• Task details: Every record below should be printed exactly as given.

********************

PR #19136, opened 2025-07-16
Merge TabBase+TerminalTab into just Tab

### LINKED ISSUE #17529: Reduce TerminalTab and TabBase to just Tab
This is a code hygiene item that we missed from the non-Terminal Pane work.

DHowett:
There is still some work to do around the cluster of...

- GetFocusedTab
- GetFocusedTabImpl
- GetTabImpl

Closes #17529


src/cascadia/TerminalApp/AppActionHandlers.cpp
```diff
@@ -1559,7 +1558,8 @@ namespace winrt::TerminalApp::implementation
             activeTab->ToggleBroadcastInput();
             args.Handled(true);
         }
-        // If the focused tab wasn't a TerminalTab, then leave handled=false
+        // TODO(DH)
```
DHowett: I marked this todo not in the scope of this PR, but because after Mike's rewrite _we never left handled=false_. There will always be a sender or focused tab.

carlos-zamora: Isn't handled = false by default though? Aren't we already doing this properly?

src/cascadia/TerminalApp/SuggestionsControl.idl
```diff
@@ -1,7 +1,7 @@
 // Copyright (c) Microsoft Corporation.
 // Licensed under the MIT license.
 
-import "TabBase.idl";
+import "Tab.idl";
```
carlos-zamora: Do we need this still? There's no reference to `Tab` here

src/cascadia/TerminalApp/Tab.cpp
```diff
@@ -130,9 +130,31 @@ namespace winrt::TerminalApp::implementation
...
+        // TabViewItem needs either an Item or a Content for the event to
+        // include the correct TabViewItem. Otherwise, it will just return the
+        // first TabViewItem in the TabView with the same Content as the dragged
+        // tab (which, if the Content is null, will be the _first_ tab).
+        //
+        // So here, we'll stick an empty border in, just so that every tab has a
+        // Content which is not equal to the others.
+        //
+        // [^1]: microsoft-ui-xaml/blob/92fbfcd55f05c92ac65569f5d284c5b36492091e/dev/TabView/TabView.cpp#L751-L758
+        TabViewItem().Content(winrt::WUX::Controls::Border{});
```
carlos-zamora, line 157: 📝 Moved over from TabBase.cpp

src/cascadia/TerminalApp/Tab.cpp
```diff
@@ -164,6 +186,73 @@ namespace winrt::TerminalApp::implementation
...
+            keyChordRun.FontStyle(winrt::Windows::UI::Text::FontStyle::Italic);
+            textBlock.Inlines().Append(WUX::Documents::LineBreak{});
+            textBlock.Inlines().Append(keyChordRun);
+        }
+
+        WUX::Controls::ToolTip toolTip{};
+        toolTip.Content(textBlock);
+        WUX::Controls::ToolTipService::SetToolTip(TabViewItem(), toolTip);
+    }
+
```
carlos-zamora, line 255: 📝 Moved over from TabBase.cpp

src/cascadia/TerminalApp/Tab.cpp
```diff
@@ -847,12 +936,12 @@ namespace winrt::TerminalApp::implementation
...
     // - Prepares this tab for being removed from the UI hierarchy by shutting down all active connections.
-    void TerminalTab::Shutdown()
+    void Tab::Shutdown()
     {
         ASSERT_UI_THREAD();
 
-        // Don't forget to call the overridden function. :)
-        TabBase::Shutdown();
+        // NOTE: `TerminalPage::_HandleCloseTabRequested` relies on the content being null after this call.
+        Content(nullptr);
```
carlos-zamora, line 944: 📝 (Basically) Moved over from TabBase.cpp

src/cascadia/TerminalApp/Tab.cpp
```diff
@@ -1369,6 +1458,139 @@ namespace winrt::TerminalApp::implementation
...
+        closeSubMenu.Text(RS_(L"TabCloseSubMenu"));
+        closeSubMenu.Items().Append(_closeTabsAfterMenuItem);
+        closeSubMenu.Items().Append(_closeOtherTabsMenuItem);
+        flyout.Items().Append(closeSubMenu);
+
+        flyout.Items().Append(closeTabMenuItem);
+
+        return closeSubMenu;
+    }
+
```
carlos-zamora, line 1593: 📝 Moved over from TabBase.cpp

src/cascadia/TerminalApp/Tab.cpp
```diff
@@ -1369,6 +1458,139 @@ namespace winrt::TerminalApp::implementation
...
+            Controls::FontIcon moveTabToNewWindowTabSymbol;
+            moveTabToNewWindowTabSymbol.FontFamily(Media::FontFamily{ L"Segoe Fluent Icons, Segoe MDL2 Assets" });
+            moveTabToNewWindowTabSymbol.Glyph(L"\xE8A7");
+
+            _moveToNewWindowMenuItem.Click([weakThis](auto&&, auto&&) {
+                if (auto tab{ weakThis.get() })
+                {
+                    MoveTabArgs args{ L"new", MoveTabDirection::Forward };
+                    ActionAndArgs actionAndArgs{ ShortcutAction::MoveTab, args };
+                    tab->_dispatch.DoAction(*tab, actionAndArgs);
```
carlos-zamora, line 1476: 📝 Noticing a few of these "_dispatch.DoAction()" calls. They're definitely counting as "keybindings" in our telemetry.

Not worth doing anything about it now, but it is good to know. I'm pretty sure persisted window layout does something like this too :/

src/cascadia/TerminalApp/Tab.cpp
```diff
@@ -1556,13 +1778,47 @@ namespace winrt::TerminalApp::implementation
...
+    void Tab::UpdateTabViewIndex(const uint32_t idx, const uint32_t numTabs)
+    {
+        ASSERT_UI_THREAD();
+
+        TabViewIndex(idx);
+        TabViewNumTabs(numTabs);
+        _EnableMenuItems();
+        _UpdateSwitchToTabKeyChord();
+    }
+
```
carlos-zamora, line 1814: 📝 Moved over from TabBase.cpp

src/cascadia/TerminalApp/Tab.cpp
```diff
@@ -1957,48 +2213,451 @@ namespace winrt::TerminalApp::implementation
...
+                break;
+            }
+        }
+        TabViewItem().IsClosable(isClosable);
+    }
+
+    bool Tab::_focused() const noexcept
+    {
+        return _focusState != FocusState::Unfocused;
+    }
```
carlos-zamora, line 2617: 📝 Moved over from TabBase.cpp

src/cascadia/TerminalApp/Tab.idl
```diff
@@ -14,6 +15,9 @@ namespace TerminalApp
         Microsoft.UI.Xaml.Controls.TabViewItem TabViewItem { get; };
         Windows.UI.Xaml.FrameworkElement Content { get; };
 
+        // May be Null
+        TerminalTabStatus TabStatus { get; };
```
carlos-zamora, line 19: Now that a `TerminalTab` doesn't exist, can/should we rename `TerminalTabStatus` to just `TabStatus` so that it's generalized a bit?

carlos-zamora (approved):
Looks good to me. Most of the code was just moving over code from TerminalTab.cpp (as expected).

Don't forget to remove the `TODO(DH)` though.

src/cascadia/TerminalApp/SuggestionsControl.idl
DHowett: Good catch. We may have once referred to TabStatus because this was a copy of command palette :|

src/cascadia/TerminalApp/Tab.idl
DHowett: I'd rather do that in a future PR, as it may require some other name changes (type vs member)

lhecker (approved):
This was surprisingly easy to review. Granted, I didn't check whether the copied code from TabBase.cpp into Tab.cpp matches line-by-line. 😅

********************

• Response for this exercise:
PR #19136, opened 2025-07-16
Merge TabBase+TerminalTab into just Tab

### LINKED ISSUE #17529: Reduce TerminalTab and TabBase to just Tab
This is a code hygiene item that we missed from the non-Terminal Pane work.

DHowett:
There is still some work to do around the cluster of...

- GetFocusedTab
- GetFocusedTabImpl
- GetTabImpl

Closes #17529


src/cascadia/TerminalApp/AppActionHandlers.cpp
```diff
@@ -1559,7 +1558,8 @@ namespace winrt::TerminalApp::implementation
             activeTab->ToggleBroadcastInput();
             args.Handled(true);
         }
-        // If the focused tab wasn't a TerminalTab, then leave handled=false
+        // TODO(DH)
```
DHowett: I marked this todo not in the scope of this PR, but because after Mike's rewrite _we never left handled=false_. There will always be a sender or focused tab.

carlos-zamora: Isn't handled = false by default though? Aren't we already doing this properly?

src/cascadia/TerminalApp/SuggestionsControl.idl
```diff
@@ -1,7 +1,7 @@
 // Copyright (c) Microsoft Corporation.
 // Licensed under the MIT license.
 
-import "TabBase.idl";
+import "Tab.idl";
```
carlos-zamora: Do we need this still? There's no reference to `Tab` here

src/cascadia/TerminalApp/Tab.cpp
```diff
@@ -130,9 +130,31 @@ namespace winrt::TerminalApp::implementation
...
+        // TabViewItem needs either an Item or a Content for the event to
+        // include the correct TabViewItem. Otherwise, it will just return the
+        // first TabViewItem in the TabView with the same Content as the dragged
+        // tab (which, if the Content is null, will be the _first_ tab).
+        //
+        // So here, we'll stick an empty border in, just so that every tab has a
+        // Content which is not equal to the others.
+        //
+        // [^1]: microsoft-ui-xaml/blob/92fbfcd55f05c92ac65569f5d284c5b36492091e/dev/TabView/TabView.cpp#L751-L758
+        TabViewItem().Content(winrt::WUX::Controls::Border{});
```
carlos-zamora, line 157: 📝 Moved over from TabBase.cpp

src/cascadia/TerminalApp/Tab.cpp
```diff
@@ -164,6 +186,73 @@ namespace winrt::TerminalApp::implementation
...
+            keyChordRun.FontStyle(winrt::Windows::UI::Text::FontStyle::Italic);
+            textBlock.Inlines().Append(WUX::Documents::LineBreak{});
+            textBlock.Inlines().Append(keyChordRun);
+        }
+
+        WUX::Controls::ToolTip toolTip{};
+        toolTip.Content(textBlock);
+        WUX::Controls::ToolTipService::SetToolTip(TabViewItem(), toolTip);
+    }
+
```
carlos-zamora, line 255: 📝 Moved over from TabBase.cpp

src/cascadia/TerminalApp/Tab.cpp
```diff
@@ -847,12 +936,12 @@ namespace winrt::TerminalApp::implementation
...
     // - Prepares this tab for being removed from the UI hierarchy by shutting down all active connections.
-    void TerminalTab::Shutdown()
+    void Tab::Shutdown()
     {
         ASSERT_UI_THREAD();
 
-        // Don't forget to call the overridden function. :)
-        TabBase::Shutdown();
+        // NOTE: `TerminalPage::_HandleCloseTabRequested` relies on the content being null after this call.
+        Content(nullptr);
```
carlos-zamora, line 944: 📝 (Basically) Moved over from TabBase.cpp

src/cascadia/TerminalApp/Tab.cpp
```diff
@@ -1369,6 +1458,139 @@ namespace winrt::TerminalApp::implementation
...
+        closeSubMenu.Text(RS_(L"TabCloseSubMenu"));
+        closeSubMenu.Items().Append(_closeTabsAfterMenuItem);
+        closeSubMenu.Items().Append(_closeOtherTabsMenuItem);
+        flyout.Items().Append(closeSubMenu);
+
+        flyout.Items().Append(closeTabMenuItem);
+
+        return closeSubMenu;
+    }
+
```
carlos-zamora, line 1593: 📝 Moved over from TabBase.cpp

src/cascadia/TerminalApp/Tab.cpp
```diff
@@ -1369,6 +1458,139 @@ namespace winrt::TerminalApp::implementation
...
+            Controls::FontIcon moveTabToNewWindowTabSymbol;
+            moveTabToNewWindowTabSymbol.FontFamily(Media::FontFamily{ L"Segoe Fluent Icons, Segoe MDL2 Assets" });
+            moveTabToNewWindowTabSymbol.Glyph(L"\xE8A7");
+
+            _moveToNewWindowMenuItem.Click([weakThis](auto&&, auto&&) {
+                if (auto tab{ weakThis.get() })
+                {
+                    MoveTabArgs args{ L"new", MoveTabDirection::Forward };
+                    ActionAndArgs actionAndArgs{ ShortcutAction::MoveTab, args };
+                    tab->_dispatch.DoAction(*tab, actionAndArgs);
```
carlos-zamora, line 1476: 📝 Noticing a few of these "_dispatch.DoAction()" calls. They're definitely counting as "keybindings" in our telemetry.

Not worth doing anything about it now, but it is good to know. I'm pretty sure persisted window layout does something like this too :/

src/cascadia/TerminalApp/Tab.cpp
```diff
@@ -1556,13 +1778,47 @@ namespace winrt::TerminalApp::implementation
...
+    void Tab::UpdateTabViewIndex(const uint32_t idx, const uint32_t numTabs)
+    {
+        ASSERT_UI_THREAD();
+
+        TabViewIndex(idx);
+        TabViewNumTabs(numTabs);
+        _EnableMenuItems();
+        _UpdateSwitchToTabKeyChord();
+    }
+
```
carlos-zamora, line 1814: 📝 Moved over from TabBase.cpp

src/cascadia/TerminalApp/Tab.cpp
```diff
@@ -1957,48 +2213,451 @@ namespace winrt::TerminalApp::implementation
...
+                break;
+            }
+        }
+        TabViewItem().IsClosable(isClosable);
+    }
+
+    bool Tab::_focused() const noexcept
+    {
+        return _focusState != FocusState::Unfocused;
+    }
```
carlos-zamora, line 2617: 📝 Moved over from TabBase.cpp

src/cascadia/TerminalApp/Tab.idl
```diff
@@ -14,6 +15,9 @@ namespace TerminalApp
         Microsoft.UI.Xaml.Controls.TabViewItem TabViewItem { get; };
         Windows.UI.Xaml.FrameworkElement Content { get; };
 
+        // May be Null
+        TerminalTabStatus TabStatus { get; };
```
carlos-zamora, line 19: Now that a `TerminalTab` doesn't exist, can/should we rename `TerminalTabStatus` to just `TabStatus` so that it's generalized a bit?

carlos-zamora (approved):
Looks good to me. Most of the code was just moving over code from TerminalTab.cpp (as expected).

Don't forget to remove the `TODO(DH)` though.

src/cascadia/TerminalApp/SuggestionsControl.idl
DHowett: Good catch. We may have once referred to TabStatus because this was a copy of command palette :|

src/cascadia/TerminalApp/Tab.idl
DHowett: I'd rather do that in a future PR, as it may require some other name changes (type vs member)

lhecker (approved):
This was surprisingly easy to review. Granted, I didn't check whether the copied code from TabBase.cpp into Tab.cpp matches line-by-line. 😅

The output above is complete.